I set up my fire the way I'd set up log fires at home.  Some paper, some kindling, then the coal.  I lit the paper.  The paper lit the kindling.  A cozy warm flaring ensued.  Followed shortly by a flickering, a dimming and an extinction.  Hmmmm.  More paper.  I stuffed it into the open spaces around the coal, arranged a few more sticks of kindling at awkward angles, and lit again.  Again the hopeful flame; again the rapid flareout.  
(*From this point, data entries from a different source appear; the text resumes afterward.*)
PR #568, opened 2017-06-28
Remove typed/rackunit references to check-around

jackfirth:
This is an internal implementation detail of rackunit. The `current-check-around` parameter is set to `check-around` by default, so there's no need to explicitly set it in test-begin.

### DIFF
--- a/typed-racket-more/info.rkt
+++ b/typed-racket-more/info.rkt
@@ -22,4 +22,4 @@
 
 (define pkg-authors '(samth stamourv))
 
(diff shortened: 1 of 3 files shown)


jackfirth:
Could someone with admin access restart the travis build? It timed out.

pnwamk:
this looks pretty minor/benign... @jackfirth is this good to squash+merge?

jackfirth:
Yup, all good.

Issue #563, opened 2017-06-24
Occurrence typing on polymorphism types yields error


yjqww6:
### What version of Racket are you using?
6.9
### What program did you run?
```
#lang typed/racket

(define-type P (∀ (x) (Option (x -> x))))

(define (g [a : P])
  (if a #t #f))
```
### If you got an error message, please include it here.
```
Poly*: arity mismatch;
 the expected number of arguments does not match the given number
  expected: 2 plus an optional argument with keyword #:original-names
  given: 3
  arguments...:
```

It looks like the error message comes from here https://github.com/racket/typed-racket/blob/master/typed-racket-lib/typed-racket/types/subtract.rkt#L43

PR #571, opened 2017-07-01
fix trivial bug in subtract

pnwamk:


pnwamk:
fixes https://github.com/racket/typed-racket/issues/563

And thus the battle began.  Coal is not like wood.  It doesn't really want to burn.  It was happy enough, thanks, buried deep in the earth, compressed, contemplating the eons, before being rudely excavated and forced into action.  I used up entire boxes of matches.  I sat on the sofa playing sad songs on the guitar as my only source of heat flared and fizzled, over and over.  One evening Nora arrived to see how I was getting on. She looked at me, then at the heap of smoldering nonflammable mess in the fireplace.  "You need firelighters," she said.  "I'll bring you some."  

Firelighters.  The missing link.  Packaged bars of chemically soaked flammability, which, when placed carefully beneath the paper and kindling, stay lit long enough to ignite the coal.  Firelighters.  Roaring fires ensued.

A few nights after learning the secret of fire, I heard a knock at the door.  I opened it to find a good-looking red-haired man in his twenties standing on the doorstep, toolbox in hand.  He ducked his chin and walked past me into the hallway.  "Electrician?" I asked as he passed.  Another chin duck seemed to confirm this.  He headed for the storage heater.  I let him at it.  

Pat arrived the next day, to attach a plug to a clock radio I'd bought (not noticing it had no plug. I mean, who sells electrical goods without plugs?).  "So Aidan came by last night?" he queried.  "Is that who that was?" I said, "he didn't exactly give his name.  Cute though."  "He'd make a good husband," continued Pat, in that deadpan Kerry way.  "Might be a bit young for me," I countered.  "Aw, what does that matter?" replied Pat, reasonably, I thought.  "And I think he's engaged," I continued.  "But he's not married yet!" said Pat.  I admired this practical attitude.  Yes, a man who could fix my storage heaters and wire my house.  Certainly an idea not to be dismissed.